貴族達のまとめ役であり王族との橋渡し役という、王家の親族だからこそできる唯一無二の存在は、周囲に王家に対するのと同等の仰望を抱かせている。
そこの令嬢を蔑ろにしたとあれば、確かにこの噂の広まりようには納得できた。
「だがよ、それこそありえねえだろ。あいつがどれだけアルティナ嬢を慕ってると思ってんだよ」
「昔からお姉様お姉様って、僕らもたくさん聞かされたよねえ。だけど、皆が皆スフィアが彼女を慕っていることを知っているわけじゃない。しかも、それまでにも令嬢達の間では色々あった様子だし……知ってるだろ、君なら。どれだけ貴族が権力に弱いかって」
令嬢達の間だけでよくある、色恋のいざこざで終わらなかったのは、大公家令嬢が絡んできたからだ。
もしかしたら、これを機に、侯爵家の中でも特別な北方守護家の凋落を狙おうという、大人の意図が絡んだのかもしれない。どちらにせよ、スフィア含めレイランド侯爵家は岐路に立たされていると言っていい。
「それでスフィアは……?」
「手紙を出したんだけど返事がなくて――って、ガルツどこ行くの!」
「決まってんだろ、あいつん家だよ!」
ソファから立ち上がるやいなや、ガルツは足早に応接室を出て行く。その後を、一歩遅れて立ち上がったブリックが、どこかホッとしたような表情で追った。

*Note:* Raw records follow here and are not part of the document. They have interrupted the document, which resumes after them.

PR #558, opened 2023-06-07
Document PKGMGR_PRESERVE_CACHE

### LINKED ISSUE #557: Need to document PKGMGR_PRESERVE_CACHE
This feature was added in PR #516. We should document what it is.

Akasurde:
##### SUMMARY

* documented PKGMGR_PRESERVE_CACHE

Fixes: #557

##### ISSUE TYPE

- Docs Pull Request

##### COMPONENT NAME
docs/definition.rst

### DIFF
--- a/docs/definition.rst
+++ b/docs/definition.rst
@@ -150,6 +150,13 @@ Build args used by ``ansible-builder`` are the following:
     ``ANSIBLE_GALAXY_CLI_ROLE_OPTS``
       This allows the user to pass any flags, such as `--no-deps`, to the role installation.
 
+    ``PKGMGR_PRESERVE_CACHE``
+      This controls how often the package manager cache is cleared during the image build process.
+      If this value is not set, which is the default, the cache is cleared frequently.
+      If it is set to the string `always`, the cache is never cleared.
+      Any other value forces the cache to be cleared only after the system dependencies are installed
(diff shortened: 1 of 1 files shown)


docs/definition.rst
```diff
@@ -146,6 +146,13 @@ Build args used by ``ansible-builder`` are the following:
     ``ANSIBLE_GALAXY_CLI_ROLE_OPTS``
       This allows the user to pass any flags, such as `--no-deps`, to the role installation.
 
+    ``PKGMGR_PRESERVE_CACHE``
+      This allows the user to control cache maintained by the package manager used.
+      Default is `None` which clears the package manager cache frequently.
+      If set to `always` never clears the package manager cache (This is good for CI, testing base
+      images where a pre-populated package cache is handy).
+      Any value but `always` clears the cache only at the end of `install-from-bindep` (This is good for CI, squashed images).
+
```
Shrews, line 159: I'd suggest something more like:

```
This controls how often the package manager cache is cleared during the image build process.
If this value is not set, which is the default, the cache is cleared frequently. If it is set
to the string `always`, the cache is never cleared. Any other value forces the cache to
be cleared only after the system dependencies are installed in the final build stage.
```

Shrews (approved):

「良かった……君ならそう言ってくれると思ったんだ。ほら、僕ひとりじゃ、きっとスフィアも頼りなく思っただろうし……」
「そんなことねえだろ。ただまあ、二人のほうがあいつも安心するかもな」
そうして公爵邸を出て行こうとした時――。
「どこに行くつもりだ、ガルツ」
二人の行く手を阻むように、厳めしい男性が立ちはだかった。灰色が交じる硬そうな黒髪に、深い金色の瞳。
「……っ父様……」
ガルツをそのまま一回り逞しく、大きくしたような壮年の男性は、ガルツの父親であるアントーニオ公爵であった。
「すこし……友人の家に行って参ります」
一瞬、気後れしたようにたたらを踏んだガルツだったが、すぐに気を取り直し、公爵の横を通り過ぎる。
「レイランド侯爵家か?」
「――っ!?」
ガルツの足が止まる。
「どうしてそれを……」
振り向いた先で、公爵はゆるりと「愚かな」とでも言うように、首を横に振っていた。
「そこの……ラウロフ伯爵の子息が知っていることを、私が知らぬとでも? とうに私の耳には届いておる。血気だけしか取り柄がないレイザール行きを許したのが間違いだったかな? この程度の噂話を他人から教えられるなど恥と知れ、愚息よ」
「――っ申し訳ありませんね。しかし、噂をご存知ならば話が早い……そういうことなので、少々出掛けてき――」
「ならん!」
扉を開けて出て行こうとするガルツを、公爵の一声が遮る。
「行かせると思ったか! 今後レイランドの娘と……いや、レイランド侯爵家と関わることは許さん!」
「な……っ何故ですか!? 俺の交友関係にまで口を出すつもりですか!」
「何が交友だ。昔の女を手放せぬとは女々しい」
「昔とか関係……っありませんから」
「ったく、しっかりと弄ばれおって。噂が真実味を帯びるものだな」
「ですから彼女はそんなじゃ――っ!」
「残念ながら、大公家に嫌われてはこの世界ではやってはいけまい。そんな落ちぶれたものと、愚息とは言え、我が公爵家の跡取りに付き合いがあると思われては、家名に傷が付くというもの」
ドアに伸ばしかけていたガルツの手は、いつの間にか身体の横で拳を握っていた。俯き、何も言葉を紡げないでいるガルツを、公爵はふんと鼻から息を吐いて見遣る。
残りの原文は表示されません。